Grace Guidelines for Race Conversations

Prepare for the Discussion

“For by the grace given me I say to every one of you: Do not think of yourself more highly than you ought, but rather think of yourself with sober judgment, in accordance with the faith God has distributed to each of you.” Romans 12:3
  1. How does the gospel speak into racism today? Read Ephesians 2:11–16 2. 
  2. What does it mean to be unified in Christ? Read Colossians 3:1–17, Galatians 2:11–14


“After this I looked, and there before me was a great multitude that no one could count, from every nation, tribe, people and language, standing before the throne and before the Lamb....” Revelation 7:9
  • Pray using Revelation 7:9 knowing that we all are image bearers of Christ, we all reflect him and all are to worship Him.
  • If you are having a hard time with this topic and still can’t see it as an issue, pray the Lord would meet you where you are and would work in your heart first.
  • Pray for conversations to continue to be had and that we would all seek to be learners and move towards each other and celebrate different cultures.
  • Pray for the families who have lost loved ones as a result of race.

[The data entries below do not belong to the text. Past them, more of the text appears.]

PR #405, opened 2024-02-07
OCPBUGS-20532: Fix weak cipher suites in cluster DNS operator

candita:
OCPBUGS-20532 Outlines an issue with weak cipher suites in cluster DNS, particularly those using CBC, 3DES, or RSA key exchange withou ECDHE.  This commit removes three weak cipher suites and adds seven secure cipher suites used for kube-rbac-proxy configuration.  According to the kube-rbac-proxy  the tls-cipher-suites flag represents a                   "Comma-separated list of cipher suites for the server. Values are from tls package constants (https://golang.org/pkg/crypto/tls/#pkg-constants). If omitted, the default Go cipher suites will be used"  We don't want to use the [default Go cipher suites ](https://cs.opensource.google/go/go/+/refs/tags/go1.21.6:src/crypto/tls/cipher_suites.go;l=53) because they contain insecure/weak ciphers such as the ones cited in this bug report.

The old list of ciphers (sorted):
TLS_ECDHE_ECDSA_WITH_AES_128_CBC_SHA256 - removed (CBC)
TLS_ECDHE_ECDSA_WITH_AES_128_GCM_SHA256 - ok
TLS_ECDHE_RSA_WITH_AES_128_CBC_SHA256 - removed (CBC)
TLS_ECDHE_RSA_WITH_AES_128_GCM_SHA256 - ok
TLS_RSA_WITH_AES_128_CBC_SHA256 - removed (CBC, RSA without ECDHE)

The new list of ciphers was checked against the tool at https://ciphersuite.info and found to be secure or recommended.  The new list is:
TLS_AES_128_GCM_SHA256,
TLS_AES_256_GCM_SHA384,
TLS_CHACHA20_POLY1305_SHA256,
TLS_ECDHE_ECDSA_WITH_AES_128_GCM_SHA256, (pre-existing)
TLS_ECDHE_ECDSA_WITH_AES_256_GCM_SHA384,
TLS_ECDHE_ECDSA_WITH_CHACHA20_POLY1305_SHA256,
TLS_ECDHE_RSA_WITH_AES_128_GCM_SHA256, (pre-existing)
TLS_ECDHE_RSA_WITH_AES_256_GCM_SHA384,
TLS_ECDHE_RSA_WITH_CHACHA20_POLY1305_SHA256


candita:
"openshift cluster install failed with cluster creation"

/retest

candita:
This solution isn't acceptable.
/close

PR #409, opened 2024-05-06
WIP - Updating ose-cluster-dns-operator-container image to be consistent wi…

lihongan:
Updating ose-cluster-dns-operator-container image to be consistent with ART for 4.16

Practice Grace (to be read at the start of each discussion):

  • Agree to believe the best in people.
  • Recognize that all of us come from different backgrounds and have diverse perspectives. As a result, we all have good intentions, but we also have blind spots.
  • Just as Jesus does with us every day, we have to respect where people are and remember that we all are doing the best we can, given our current state of awareness. GRACE WINS!
  • Pray and ask the Holy Spirit to help you avoid negative judgments, language, and name-calling.
  • If something is said that is offensive, then speak into it with grace and truth and without attacking.
  • Listen to hear and understand, and not so that you can respond or give advice.
  • Take the time to process what you’ve heard, before responding. Don’t interrupt.
  • Speak only for yourself (“I feel…” “I think…”), not on behalf of your identity (“we feel…” “we are…”) or other identities (“they think…” “they act like…”).
  • Be open to feeling uncomfortable - all growth comes with some discomfort.
  • Understand that groups of a single race can have multiple perspectives and even the most diverse groups will not all have the same perspective.
  • Stay engaged. It is often difficult once we feel frustrated or misunderstood, to withdraw and drop out of the conversation, but resist this urge. It will be worth it.
  • Please don’t dominate the conversation, remember that everyone deserves a chance to speak and be heard.
  • Don’t expect a resolution, complete agreement, or definite answers. This is a discussion, not a debate.